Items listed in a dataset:

═══

PR #1368, opened 2026-08-12
[KNW-220] Fix signup-code retry so Get code stays available after cooldown ends

fernandolins:
## Related issue
KNW-220

## Problem
On the magic-code signup verification retry screen, failing to verify a code after the resend countdown had already ended restarted the full cooldown TTL.

That left **Get code** disabled again even though no new code had been requested, so users who mistyped an expired/invalid code could not immediately request another one.

### Before
1. Start signup with magic code and wait until the resend countdown reaches 0.
2. Enter an invalid or expired code and submit.
3. On the retry screen, **Get code** is disabled and a full “Resend available in …” countdown starts again — without the user clicking Get code / resend.

### After
1. Same steps as above.
2. On the retry screen, cooldown is `0`, **Get code** is enabled, and no countdown is shown.
3. Clicking **Get code** starts a new cooldown only after a successful request.
4. If verify fails while a countdown is still active, the remaining time is preserved and Get code stays blocked until it ends.

### DIFF
--- a/ankihub/gui/ankiweb.py
+++ b/ankihub/gui/ankiweb.py
@@ -979,10 +979,10 @@ class SignupCodeVerificationWidget(BaseSignupWidget):
                 tooltip("Sign-in successful!", parent=aqt.mw)
                 self._dialog._on_success()
             except Exception as exc:
-                if self._timer.remaining_seconds > 0:
-                    remaining_seconds = self._timer.remaining_seconds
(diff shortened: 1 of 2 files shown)


abdnh (commented):
LGTM.

Formatting check is failing.

abdnh (approved):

═══

* [AIM OF THE EXERCISE]:
Show all lines from the records above where the word "ends" occurs.

* [YOUR SOLUTION]:
[KNW-220] Fix signup-code retry so Get code stays available after cooldown ends
4. If verify fails while a countdown is still active, the remaining time is preserved and Get code stays blocked until it ends.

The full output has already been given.